Tuesday, 6 October 2015

A terra onde "fácil" e "tranquilo" não existem

Depois de ontem o cardeal Erdö ter dado a entender que a comunhão para pessoas em uniões irregulares não estava sequer em discussão, hoje ficámos a saber que afinal está. Mas o Papa quer que se saiba que essa não é a única questão que se discute no sínodo.

O que o Papa também não quer, pelos vistos, é que os bispos entrem em modo conspiração, e por isso hoje falou novamente aos bispos. Se fosse pelo gabinete de imprensa da Santa Sé, porém, nunca o saberíamos.

Entretanto a pouca distância de Roma, na Síria, as palavras “fácil” e “tranquilo” já não são usadas. Quem o diz é o provincial dos salesianos para o Médio Oriente, numa entrevista interessantíssima em que fala também dos refugiados, dos perigos da sua missão e da tristeza de ver os cristãos a abandonar o Médio Oriente.

Hoje partilho convosco mais uma transcrição completa de uma das entrevistas que fiz de antecipação do sínodo. Assunção Guedes é mediadora familiar e fala daquelas famílias que acabam por ser esquecidas no meio destas discussões do sínodo, isto é, as famílias “normais”, mas que também têm problemas.


E por fim, um convite. Na sexta-feira estarei na Igreja Baptista da Lapa, a convite do meu amigo o pastor Tiago Cavaco. É com enorme prazer que participo pela segunda vez no “Fim-de-Semana Cheio na Lapa”, cujo programa vai em anexo. Apareçam, que todos são bem-vindos!

Monday, 5 October 2015

"Dificuldades da família levam a sensação de solidão"

Transcrição integral da entrevista a Assunção Guedes, católica e mediadora familiar credenciada. A Assunção trabalha no acompanhamento de mulheres grávidas em dificuldade e suas famílias, com o Vida Norte, no Porto. A reportagem desta entrevista pode ser lida aqui.

Da sua experiência a trabalhar com famílias, quais são as principais dificuldades que estas enfrentam actualmente?
Há dificuldades internas e dificuldades externas. 

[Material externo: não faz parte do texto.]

PR #1535, opened 2020-01-03
feat/check-all-files-on-save

firejune:

When this option enabled, It will be report all problems in current project when on file saved.


lib/main/atom/components/statusPanel/index.tsx
```diff
@@ -106,7 +106,7 @@ export class StatusPanel implements JSX.ElementClass {
   }
 
   private renderProgress(): JSX.Element | null {
-    if (this.props.progress.value < this.props.progress.max) {
+    if (this.props.buildStatus && this.props.progress.value < this.props.progress.max) {
```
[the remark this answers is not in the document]
firejune: I added that prop of `buildStatus` to fix for occurs DOM exception some times from `etch` module. But it's no longer not happened after rewrite code from your suggestion. this statement is changed. Thanks!

lierdakil:
Right. Sorry for the delay, I was travelling last week, didn't really find the time to take a look.

This looks good, but I do have a suggestion. It is generally not a good idea to rely on `atom.workspace.getActiveTextEditor()`, especially in async code, especially from a TextBuffer event (multiple editors can share the same buffer), since it can, under some hard-to-reproduce circumstances, return a wrong editor instance. That's the reason why in my "mock code" I suggested changes to `typescriptEditorPane.ts`, and not to `typescriptBuffer.ts`. So I suggest moving the code that runs `checkAllFiles` to `typescriptEditorPane.ts`, and avoiding `getActiveTextEditor` altogether.

lib/main/typescriptEditorPane.ts
```diff
@@ -47,6 +47,11 @@ export class TypescriptEditorPane {
       editor.onDidChangePath(this.checkIfTypescript),
       editor.onDidChangeGrammar(this.checkIfTypescript),
       editor.onDidDestroy(this.destroy),
+      editor.onDidSave(() => {
+        if (atom.config.get("atom-typescript.checkAllFilesOnSave")) {
```
lierdakil: Perhaps it would also be a good idea to disable `geterr` on save in `typescriptBuffer` when `checkAllFilesOnSave` is enabled? Not entirely sure myself if it is a good idea or not, but I think the previous version of the code did that.

firejune: I think doesn't need disable `geterr` when call with `{allFiles: true}` option on save. because:
- `check-all-files` are not recognized change state of text buffer when before save.
- It response faster of diagnostics messages then `check-all-files`.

Nas dificuldades internas incluo sobretudo as dificuldades de relação, quer entre o casal quer entre gerações. Essas dificuldades têm sobretudo a ver com dificuldades de comunicação, de incompreensão, de dificuldade de entrega uns aos outros.

Para usar uma expressão do Papa, que acho muito certeira, nós temos dificuldade em gastarmo-nos uns com os outros. Numa relação de família, conjugal ou até de relação entre pai e filho, irmãos e irmãs, sogros e noras, há dificuldade nisto, em gastarmo-nos uns com os outros, de nos dedicarmos uns aos outros. É difícil porque isso implica esquecer-me de mim e pôr o outro à frente.

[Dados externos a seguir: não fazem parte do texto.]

PR #1541, opened 2020-01-21
Add multistep request completion event

firejune:

TS version 2.2 added a protocol of `RequestCompletedEvent`. this event as detecting multistep operation and completion commands like `geterr` and `geterrForProject`. So I add little changes of callback system in Atom-Typescript for catching multistep completion.

It's expect more accurate latency in `geterr` and  `geterrForProject` commands.


lierdakil:
Thanks for the PR! I took the liberty of pushing here directly instead of doing the review proper (also did some old code clean-up). If you could look over the changes to make sure I didn't accidentally break anything and give me a go-ahead, that would be great! A short change summary is available in the extended commit description.

firejune:
I think this is certainly a correct change in behavior 👍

Por outro lado há dificuldades externas e que têm impacto directo e evidente nas relações familiares e aí vejo mais as questões da sociedade actual, de ritmo de vida, de exigências laborais, exigências de consumo e uma necessidade de consumo extremada, exagerada, que é difícil corresponder e que tem estragos evidentes nas relações. 

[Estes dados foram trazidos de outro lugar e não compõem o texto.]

Issue #1554, opened 2020-07-24
atom typescript slows down the editor in large files


aminya:
Try openning a big file and edit it and move the cursor around. Each cursor movement takes some time. Like: https://github.com/atom/atom/blob/master/src/package.js

The only cursor trackers I can think of in atom-typecsript is the SemanticsView. This is strange because my atom-ide-outline does not slow down the editor (although I have written atom-ide-outline using pure DOM, so it is expected to be faster than etch).

If you know any other, you might have to optimize the code.

lierdakil:
There's also an occurrence tracker which binds to cursor movement. That is, the thing that highlights all occurrences of the identifier under text cursor.

lierdakil:
Also, I'm not seeing the issue: https://youtu.be/TRxOH-Y28mU

aminya:
I am going to do more investigation to see which plugin is causing this!

aminya:
I found an easy way to measure things. I noticed that these functions are taking most of the time:
![image](https://user-images.githubusercontent.com/16418197/88453359-c8713780-ce2b-11ea-938b-c15ce9055737.png)


I disabled the checkAllOption in #1555, but `geterr` is slow, and it runs on every change I make in the editor.

For example, this is the result of pressing the space bar:
![image](https://user-images.githubusercontent.com/16418197/88453383-fa829980-ce2b-11ea-8fc7-2e2be7b7629e.png)

lierdakil:
Getting response for geterr request can easily take half a second, but it is an asynchronous request to a node process, so it does not block the main UI thread.

Just use the developer tools profiling tab to figure out what's going on. Measuring how long async functions take to resolve is not a meaningful metric.

aminya:
@lierdakil Here is the profile of me just typing a few things: [Profile-20200725T074758.zip](https://github.com/TypeStrong/atom-typescript/files/4975533/Profile-20200725T074758.zip)

I am seeing something very strange! I do not have atom-beautify installed, but it is shown in this profile
![image](https://user-images.githubusercontent.com/16418197/88457398-9cfe4500-ce4b-11ea-892d-555be450b286.png)


> Getting response for geterr request can easily take half a second, but it is an asynchronous request to a node process, so it does not block the main UI thread.
> 

Javascript is one-threaded in the end and async does not help much for intensive tasks. If the issue is just an external server response then async helps. I have not checked the `geterr` code, so I am not sure about it.

[...]

PR #1555, opened 2020-07-25
Clarify "Show problems for project" config

aminya:

One of the reasons that my editor slowed in #1554 was that I had enabled this option. I added a warning so people know about it. I recommend adding a tool-bar button for this command instead of tracking the atom file saving. 

This can be a huge lag for big projects. On each keyboard stroke: 800ms for Atom, and 200ms for atom-typescript itself.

Depois, ao mesmo tempo, uma dificuldade que é externa mas que também é muito interna é o cansaço. O cansaço provocado por este ritmo de vida acelerado mas que implica falta de tempo e de disponibilidade para o outro, ou seja, a sociedade actual é de tal forma frenética que não nos permite estarmos uns com os outros; estamos desaprendidos de estar uns com os outros, de simplesmente estar, sem um programa estipulado, mas simplesmente para dar tempo à relação para estarmos juntos. Isto acontece de forma mais grave nas relações conjugais, mas na família no seu todo. 

São portanto dificuldades externas e internas, mas com implicações mútuas e que, de certa forma, só para concluir, ambas acabam num factor mais grave, que é a solidão. Ou seja, esta confusão toda termina numa sensação individual de solidão, que vejo muito nas famílias que acompanho. 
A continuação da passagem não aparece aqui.